● **Activity**: Copy each line of the following data that contains "wanted".

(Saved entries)
....

PR #767, opened 2019-01-28
Don't box signal callbacks twice

sdroege:
And also change various callbacks to take a generic &Self as first
argument just because we can.

### DIFF
--- a/src/signal.rs
+++ b/src/signal.rs
@@ -16,24 +16,22 @@ use glib_ffi::{self, gboolean, gpointer};
 use {
     Continue,
     ScrollType,
-    SpinButton,
     Widget,
 };
 
 // idle_add and timeout_add fixed to the main thread
 
-unsafe extern "C" fn trampoline(func: gpointer) -> gboolean {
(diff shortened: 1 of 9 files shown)


src/signal.rs
```diff
@@ -206,66 +202,64 @@ mod spin_button {
...
     }
 
     unsafe extern "C" fn input_trampoline(this: *mut GtkSpinButton,
                                           new_value: *mut c_double,
-                                          f: &&(Fn(&SpinButton) -> Option<Result<f64, ()>> + 'static))
-                                          -> c_int {
-        match f(&from_glib_borrow(this)) {
+                                          f: &F)
+                                          -> c_int
+    T: IsA<SpinButton> {
```
EPashkin: No `where` ?

sdroege: Yeah I can't compile things currently until @GuillaumeGomez is done with his regen PRs :)

EPashkin: *3 and many other errors,

sdroege: Yeah we can fix and merge this one once the other things are done :)

EPashkin:
Canceled CI

PR #768, opened 2019-01-28
Add TreeSelectionExtManual to set selection func

SamWhited:
I noticed after writing this that if I regenerated the bindings from the gir files that this now exists directly in `TreeSelectionExt`. However, I got segfaults every time I tried to use it.

I wasn't sure what the policy was, or if its inclusion was deliberate or something I broke (because I thought it was ignored before), so I figured I'd submit this (which is working fine for me in a project using a gtk-rs from source) in case you wanted the code instead of the auto-generated version.

### DIFF
--- a/src/lib.rs
+++ b/src/lib.rs
@@ -269,6 +269,7 @@ mod text_buffer;
 mod text_iter;
 mod tree_model_filter;
 mod tree_row_reference;
+mod tree_selection;
 mod tree_sortable;
 mod tree_path;
 mod tree_store;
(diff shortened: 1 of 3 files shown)


sdroege:
The code generator was producing broken code until yesterday evening for that function, that's why you got crashes. And until very recently it wasn't able to generate code for functions taking callbacks at all, that's why it was not generated before :)

Thanks for working on this, but this is most likely covered by https://github.com/gtk-rs/gtk/pull/760 already. Once that is merged (and all the gtk-rs crates are in a consistent state again), can you confirm that this also works correctly for what you're doing?

sdroege:
It's merged now :)

sdroege:
@GuillaumeGomez Please close this one, we autogenerate the function now

PR #769, opened 2019-01-29
Fix CI

GuillaumeGomez:
cc @EPashkin @sdroege


sdroege:
Please just merge all PRs that do only this change, no need to wait for review :)

PR #771, opened 2019-01-29
Support non-GNU versions of make

SamWhited:
I have bmake (NetBSD's make, which is mostly just POSIX like and doesn't support many GNU-isms) installed on most of my machines. The makefile for this project mostly works, but `GIR_SRC` wasn't being set correctly because the `shell` expansion is a GNU-ism.

This sets those files in a more standard way that other versions of Make (including GNU's) will also pick up on.

### DIFF
--- a/Makefile
+++ b/Makefile
@@ -1,5 +1,6 @@
 GIR = gir/target/bin/gir
-GIR_SRC = gir/Cargo.toml gir/Cargo.lock gir/build.rs $(shell find gir/src -name '*.rs')
+GIR_SRC != find gir/src -name '*.rs'
+GIR_SRC += gir/Cargo.toml gir/Cargo.lock gir/build.rs
 GIR_FILES = gir-files/Gtk-3.0.gir
 
 # Run `gir` generating the bindings


GuillaumeGomez:
`GIR_SRC != find gir/src -name '*.rs'` doesn't work for me.

SamWhited:
@GuillaumeGomez what sort of system are you on or what version of Make? That appears to work for me on both GNUMake and NetBSD make; I *think* (though I'd have to double check) that that's part of POSIX, so it should work on all versions

GuillaumeGomez:
Linux mint so the problem will be the same on debian and ubuntu as well.

For the Make command version: `GNU Make 4.1`

GuillaumeGomez:
Ah nevermind. Seems to be working. Don't know what I failed earlier...

SamWhited:
*whew* I was pretty sure != has been around in GNUMake for a lot longer than 4.1, so I was really getting confused digging through the change log and commits :)

EPashkin:
@SamWhited Thanks, Works on windows+msys64 too
👍

EPashkin:
@GuillaumeGomez, @sdroege IMHO this PR can be merged

GuillaumeGomez:
For me as well, just waiting for @sdroege's opinion on this, just in case.

sdroege:
Fine with me

GuillaumeGomez:
Then I merge. Thanks @SamWhited !

PR #779, opened 2019-02-10
Bring Travis and AppVeyor configurations in sync with the GLib one

sdroege:


.travis.yml
```diff
@@ -53,15 +54,9 @@ script:
...
   - ./check_init_asserts
-  - if [ "$TRAVIS_RUST_VERSION" == "nightly" ] && [ "$GTK" == "3.4" ]; then
-    rustup component add clippy-preview;
-    cargo clippy;
-    fi
-  - cargo test --features embed-lgpl-docs --jobs 1
   - cargo doc --features "dox"
-  # catch any sneaked in lgpl docs
-  - cargo build --features purge-lgpl-docs --jobs 1
-  - git diff -R --exit-code
```
EPashkin: All test at up need stay

sdroege: You should've said that before all the other ones are merged. I asked if that's fine in the other PRs because the GLib one didn't have any of this and nobody replied to that and then it was merged.

At this point I'd prefer to have all this merged and then we can as a separate step look at what can be improved in the CI configuration. That way it does not go out of sync between all the different repos again.

EPashkin: Sorry for missing this.
All crates with embed-lgpl-docs must have tests for it.
Good that cargo allow --features ",v3_16," without any question
`cargo test --features "embed-lgpl-docs,$FEATURES" --jobs 1`
Please just start write right with this PR.

sdroege: You redo the other ones then? I do gdk and the ones I didn't touch yet still. My patience with CI things is getting to an end :)

For doing things via Docker btw:
https://docs.travis-ci.com/user/docker/
https://hub.docker.com/_/fedora/?tab=tags

Seems a bit more complicated than with gitlab-ci but still manageable. Then we could at least test the latest versions.

sdroege: > I do gdk and the ones I didn't touch yet still

I meant gdk-pixbuf, not gdk.

sdroege:
@EPashkin @GuillaumeGomez that appveyor failure looks transient, can you retry it or just merge?

GuillaumeGomez:
Weird error. Let's merge for now. Thanks!

EPashkin:
Seems we broke test on win32 again 😢

GuillaumeGomez:
So it wasn't transient? :-/ Urg...

EPashkin:
We just not tested gtk on apveyor before, maybe because win32 test always fails 😉

GuillaumeGomez:
That might explain it! Haha

sdroege:
I think the problem is DLL hell. There seem to be cygwin and mingw DLLs mixed in the PATH here, some of them at least coming from git.

How can this be cleaned up?

sdroege:
@EPashkin any ideas? :)

PR #2173, opened 2024-04-10
CPU-AD Content Update and Additional Fields

ailZhou:
**Deploy Link**
https://d2h0t1dukdfa66.cloudfront.net/

### Description

For CPU-AD, they wanted to combine NDR sets and field sets under the same performance measure. That is not something normally done in QMR, its either all NDR or all single fields (i.e. PCR-AD, PCR-HH). The way QMR handles it is to create a new PerformanceMeasure and use that over the default one. 

Things changed:
- New PerformanceMeasure.tsx added to CPU-AD. This is the override file for this measure. It handles generating the correct fields under performance measure and routes to a rate calculations if necessary.
- Added new key in LabelData `isField`. This helps determine which qualifier is using an NDR set, or is a field. This may get updated during a future refactor.
- The UI does not look exactly like the ticket but that's okay, David had approved of the fields being underneath the label and not to the side.
- This is the data structure of the captured data:
Screenshot 2024-04-10 at 2 01 54 PM

### Related ticket(s)

CMDCT-3388

---
### How to test

1) Sign into QMR, any user
2) Select adult core set, go into CPU-AD
3) In Measure Specification, select the first radio button to enable the performance measure section
4) Scroll down and you should see something like this (but without it filled in):
Screenshot 2024-04-10 at 12 57 18 PM
5) Fill out the fields and validate
6) Run local dynamo db: `DYNAMO_ENDPOINT=http://localhost:8000 dynamodb-admin`
7) Check to make sure that the saved data looks similar to this:
Screenshot 2024-04-10 at 2 01 54 PM

### Notes

N/A

---
### Pre-review checklist

---
#### Review

#### Security

---


gmrabian (approved):
deployed env and db look good

PR #2176, opened 2024-04-11
Refactor AddCoreSetCards.tsx 

ailZhou:
**Deploy Link**
https://d4kbxh9soszcy.cloudfront.net/

### Description

The generation of the add coreSet buttons are now being controlled in coreSetByYear.tsx file (including the text blob).
Screenshot 2024-04-15 at 9 36 26 AM

Here's the data chunk to correlate:
```
"2023": [
    {
      type: "coreSet",
      label: "Adult",
      loaded: true,
      abbr: ["ACS"],
    },
    {
      type: "coreSet",
      label: "Child",
      path: "add-child",
      abbr: ["CCS", "CCSC", "CCSM"],
    },
    {
      type: "coreSet",
      label: "Health Home",
      path: "add-hh",
      abbr: ["HHCS"],
      stateList: getHHStates("2023"),
    },
    {
      type: "text",
      label:
        "Only one group of Adult Core Set Measures can be submitted per FFY",
    },
  ],
```
**So what changed?**
1) **spaLib.ts** - This file wasn't suppose to be part of this PR but some spa ids did not get removed correctly last year, so its being removed now. This was the original source for determining whether a state will have a healthHome or not.
2) **coreSetByYear.tsx** - This file will now be what is used to control what coreSet should be in what state and for what year. Most keys should be self explanatory except `loaded`, this one is use to determine whether the coreSet is already loaded in the state by default, and therefore does not require an add core set button. This instead, means it is required to be in table already.
3) **AddCoreSetCards.tsx** - This component does not do any data formatting, only for rending a coreSet button or text label. The `GetSetCard` function is where any new render type will get added. It should reduce the noise in this script.
4) **StateHome/index.tsx** - This is where the data object in `coreSetByYear.tsx` is called and formatted, before it is rendered in `AddCoreSetCards.tsx`.

### Related ticket(s)

CMDCT-3448

---
### How to test

1) Sign into [stateuserCA@test.com](mailto:stateuserCA@test.com). 
2) Verify that the coreSet selection for each year looks like the screenshot below.

2021 & 2022  
Screenshot 2024-04-15 at 9 24 18 AM

2023 (Health Home was removed for CA during this year)
Screenshot 2024-04-15 at 9 24 34 AM

2024 (Adult coreset will now be added by button, that is why you can see it now but it will be disabled until everything is merged together in a different pr)
Screenshot 2024-04-15 at 9 24 45 AM

### Notes

3) In reporting year 2022, add a child core set and a health home coreset (there is two in the dropdown, only add one). [Add Child Core Set] button should become inactive but Health Home should still be active. 
4) Add the second health home and the button should become inactive.
5) Delete the child core set, click the 3 dot button on the right and select [Delete]
6) The button should be enable again.
7) This is sufficient to test if the data is being pulled correctly from coreSetByYear.tsx file. You can also go into that file and add a coreset or remove one just to see how it works but that is not necessary for this test.

---
### Pre-review checklist

---
#### Review

#### Security

---

### DIFF
--- a/services/ui-src/src/libs/spaLib.ts
+++ b/services/ui-src/src/libs/spaLib.ts
@@ -254,20 +254,9 @@ export const SPA: { [year: string]: SPAi[] } = {
   ],
   "2023": [
     {
-      id: "19-0037",
-      state: "CA",
-      name: "California Health Home Program (HHP)",
-    },
-    { id: "20-0002", state: "CA", name: "California Behavioral Health Home" },
-    {
       id: "15-014",
       state: "CT",
       name: "Serious and Persistent Mental Illness",
-    },
-    {
-      id: "18-006",
-      state: "DE",
-      name: "Delaware Assertive Community Integration Support Team (ACIST) Health Home",
     },
     {
       id: "18-0006",
@@ -334,8 +323,6 @@ export const SPA: { [year: string]: SPAi[] } = {
       name: "Health Home for High-Cost, High-Needs Enrollees ",
     },
     { id: "22-0073", state: "NY", name: "New York I/DD Health Home Services" },
-    { id: "14-0012", state: "OK", name: "Oklahoma Health Home (Adults)" },
-    { id: "14-0011", state: "OK", name: "Oklahoma Health Home (Children)" },
     {
       id: "18-009",
       state: "RI",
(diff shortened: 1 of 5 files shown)


britt-mo (approved):
Tested per instructions, everything appeared and functioned as expected

PR #2184, opened 2024-04-16
Remove cypress steps for tests that have been deleted

gmrabian:
### Description

Completing work in removing cypress tests by deleting the steps to run them in CI

### Related ticket(s)

CMDCT-3379
CMDCT-3380
CMDCT-3381
CMDCT-3382

---
### How to test

Cypress steps for adult, child, health home, and a11y don't try to run

### Notes

We'll need to make sure to add something like this back when we add new tests as part of CMDCT-3529

---
### Pre-review checklist

- [ ] I have added [thorough](https://shorturl.at/aejkF) tests, if necessary
- [ ] I have updated relevant documentation, if necessary
- [ ] I have performed a self-review of my code
- [ ] I have manually tested this PR in the deployed cloud environment

PR #2188, opened 2024-04-17
Assert failure on matrix when test files not present

berryd:
### Description
This gave me a mild panic attack yesterday....

I found some Snyk PRs that were automerged that were indicated to have failed tests.  After playing with this quite a bit, it seems that the failures for the matrix are produced asynchronously, so a build will go green when the matrix runners fail to build, then go red a few seconds later, which was enabling PRs to merge in that interim, and in the case of Snyk PRs, they are set to auto-merge when all checks pass, so this little blip let them slip through.  

This little change just asserts that the files are identified before the cypress-workflow passes off the config to the deploy workflow.  An example of it successfully failing can be seen here:  [deploy workflow](https://github.com/Enterprise-CMCS/macpro-mdct-qmr/actions/runs/8710353652)

### Related ticket(s)

There isn't a ticket, but it goes hand in hand with this:  [Remove cypress steps for tests that have been deleted ](https://github.com/Enterprise-CMCS/macpro-mdct-qmr/pull/2184)

---
### How to test

See the above mentioned failure to see this succeeding.  I have since merged the changes from the PR referenced above so this build should succeed as expected, assuming it cleans up the removed PR checks...

### Notes

---
### Pre-review checklist

---
#### Review

#### Security

---

### DIFF
--- a/.github/workflows/cypress-workflow.yml
+++ b/.github/workflows/cypress-workflow.yml
@@ -35,10 +35,9 @@ jobs:
       - uses: actions/checkout@v4
       - id: set-test-matrix
         run: |
-          TEST_PATH="tests/cypress/cypress/e2e/${{ inputs.test-path }}/*"
-          [ -n "$(find ${TEST_PATH} -maxdepth 0 -type d -empty 2>/dev/null)" ] && echo "No test definition found...exiting" && exit 1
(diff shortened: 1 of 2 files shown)


berryd:
This will never pass checks because the removed workflows are still blocking merging.  I'm not sure why that is the case since I merged master into this and destroyed the original branch, created a new one, and a new PR.  Anyway, I'm standing up another PR to see if this is still ongoing with an empty commit elsewhere.

gmrabian (approved):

....

● **Solution to the exercise**:
I wasn't sure what the policy was, or if its inclusion was deliberate or something I broke (because I thought it was ignored before), so I figured I'd submit this (which is working fine for me in a project using a gtk-rs from source) in case you wanted the code instead of the auto-generated version.
For CPU-AD, they wanted to combine NDR sets and field sets under the same performance measure. That is not something normally done in QMR, its either all NDR or all single fields (i.e. PCR-AD, PCR-HH). The way QMR handles it is to create a new PerformanceMeasure and use that over the default one. 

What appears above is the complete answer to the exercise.